About this exercise →
Establish the number of lines below that contain the string "airgun". State that number alone.

>>>>>

PR #293, opened 2019-02-26
Add media entity

oshtaier:


airgun/entities/media.py
```diff
@@ -0,0 +1,83 @@
...
+    def delete(self, entity_name):
+        """Delete media"""
+        view = self.navigate_to(self, 'All')
+        view.search(entity_name)
+        view.table.row(name=entity_name)['Actions'].widget.click(
+            handle_alert=True)
+
+
+@navigator.register(MediaEntity, 'All')
+class ShowAllMedias(NavigateStep):
```
abalakh: Maybe we should use 'Medium' instead of 'Medias' as a plural form?

airgun/views/media.py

<<<<<

Response →
2